In case of Pelton wheel a combined spear and deflector regulation is employed in order to avoid water hammer in the penstock. In case of decrease of load on turbine, the deflector, which is usually a plate connected to the servomo­tor by means of levers, is brought in between the nozzle and buckets, thereby, diverting water away from the runner and directing into the tailrace. In the mean time, the spear has been adjusted to the new position of equilibrium and the deflector plate is moved out of the path of water nozzle.

#### Selection of Water Turbines:

The selection of a water turbines depends upon various fac­tors such as working head, available discharge, speed, output and nature of load. The effective head under which the tur­bine is to operate gives the first guide to the selection of the type of turbine. For very high head i.e., 500 metres and above, Pelton turbine is usually employed.

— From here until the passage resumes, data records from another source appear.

PR #5, opened 2020-03-25
Build infra

pmorie:
Adds basic build infrastructure, required to enable prow


pmorie:
Auto-merging since we need this stuff in place for prow

PR #8, opened 2020-03-26
Add basic readme

pmorie:
...and test CI :)


deads2k:
interesting deps for future us.

let's see about prow
/lgtm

Reaction turbines are not suitable for such high heads as due to high velocity of water, there will be rapid wear and friction losses. For medium heads i.e., above 30 metres and below 500 metres, Francis turbine is usually adopted but impulse turbine may also be adopted even at the expense of efficiency. For low heads i.e., below 70 metres, propeller type of turbine is used.

In case of considerable variations in head and load, Kaplan turbine gives improved efficiency as compared to the fixed blade propeller turbine. Even for the same head, two differ­ent types of turbines may be employed. For example, for a head of 200 m either of the Pelton or Francis turbines can be used. Similarly for a head of 30 m, either of the Kaplan or Francis turbine can be employed. It is a general practice to select a runner of higher specific speed.

A runner of high specific speed will generate more power for the same head resulting in small size of the turbo-alternator and the power house. For larger output but at low head, a runner of high specific speed is used to keep the size of the turbo-alternator and power house smaller and economical. For high head and even with medium output plants, even a low specific speed runner will attain high rotational speed and a high specific speed runner need not be selected.